General Data Protection Regulation: administrative fines
On 25 May 2018, the General Data Protection Regulation (GDPR) will be the applicable law in the EU on the processing of personal data and free movement of data, replacing the Data Protection Act 1998 in the UK.
The GDPR will be directly applicable in all Member States. Under the GDPR an organisation can face administrative fines of up to €20 million or 4% of the group's total worldwide annual turnover, whichever is higher. This is significantly more than the current maximum fine of £500,000.
The EU's final guidelines on the application and setting of administrative fines under the GDPR provide guidance to supervisory authorities on the imposition of administrative fines.
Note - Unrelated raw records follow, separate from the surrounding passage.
PR #223, opened 2018-08-14
Deprecated _ez_unpack_* function calls swap with  lazy_wrapper decorators

DanGraur:
Removed the calls to the `_ez_unpack_*` methods, and added calls to the `lazy_wrapper` decorators in lieu. Also refactored the deprecated/community.py module in order to move the `lazy_wrapper` decorators and the `EZPackOverlay` class to a new module:  deprecated/lazy_community.py.

### DIFF
--- a/ipv8/attestation/trustchain/community.py
+++ b/ipv8/attestation/trustchain/community.py
@@ -14,6 +14,7 @@ from .block import TrustChainBlock, ValidationResult, EMPTY_PK, GENESIS_SEQ, UNK
 from .caches import CrawlRequestCache, HalfBlockSignCache, IntroCrawlTimeout
 from .database import TrustChainDB
 from ...deprecated.community import Community
+from ...deprecated.lazy_community import lazy_wrapper, lazy_wrapper_unsigned, lazy_wrapper_unsigned_wd
 from ...deprecated.payload import IntroductionResponsePayload
 from ...deprecated.payload_headers import BinMemberAuthenticationPayload, GlobalTimeDistributionPayload
 from .payload import *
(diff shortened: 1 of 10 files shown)


devos50:
ok to test

DanGraur:
Seems like some unit tests fail. I'll get back to fixing them tomorrow.

DanGraur:
There's still some Pylint errors left, but I think most, if not all, are from the older code. I can try to remove some of them if you'd like.

qstokkink:
Other than the merge conflict, seems good. Once you fixed the merge conflict could you try this in Tribler and see what breaks?

DanGraur:
Sure!

DanGraur:
I looked into using this new version into Tribler. I ran all the unit tests in the Tribler package, and found that only those in the [`TestMarketEndpoint`](https://github.com/Tribler/tribler/blob/0537ae0d4ff81c54b12ba2ffece13fe1efd5bd54/Tribler/Test/Core/Modules/RestApi/test_market_endpoint.py#L24) class fail. However, I believe this to be a separate issue of that which refers to removing the `_ez_unpack_*` calls, and substituting them with `@lazy_wrapper` decorators, since all of them throw an error due to not being able to find the key `dht` in the `kwargs` dictionary when creating a `MockIPv8` object: in the Tribler version, IPv8 uses [this](https://github.com/Tribler/py-ipv8/blob/9ad0b85c28454a0f4fbae2eb01f34bc7410538ed/ipv8/test/mocking/ipv8.py#L30) type of object initialization while in this branch's version, IPv8 uses [this](https://github.com/DanGraur/py-ipv8/blob/e09110f13fb471be78b6bc795a1dfcbfb79cdc9e/ipv8/test/mocking/ipv8.py#L24) type of object initialization.

qstokkink:
Alright, that is no problem. So, is this PR `READY` now?

DanGraur:
Yes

The Information Commissioner's Office is the UK's supervisory authority.
In determining whether a fine should be imposed and the amount of the fine, supervisory authorities are expected to consider a number of criteria including:
- the nature, gravity and duration of the infringement taking into account the nature, scope or purpose of the processing concerned as well as the number of people affected and the level of damage suffered by them;
- the intentional or negligent character of the infringement;
- any action taken by the data controller or processor to mitigate the damage suffered by people;
- the degree of responsibility of the data controller or processor taking into account technical and organisational measures implemented by them pursuant to Articles 25 (data protection by design and default) and 32 (security of processing);
- the degree of co-operation with the supervisory authority, in order to remedy the infringement and mitigate the possible adverse effects of the infringement;
- and the manner in which the infringement became known to the supervisory authority, in particular whether, and if so to what extent, the data controller or processor notified the infringement.
- Check that you have systems in place to comply with the GDPR.
- Familiarise yourselves with the guidelines because they will be considered by supervisory authorities in imposing administrative fines.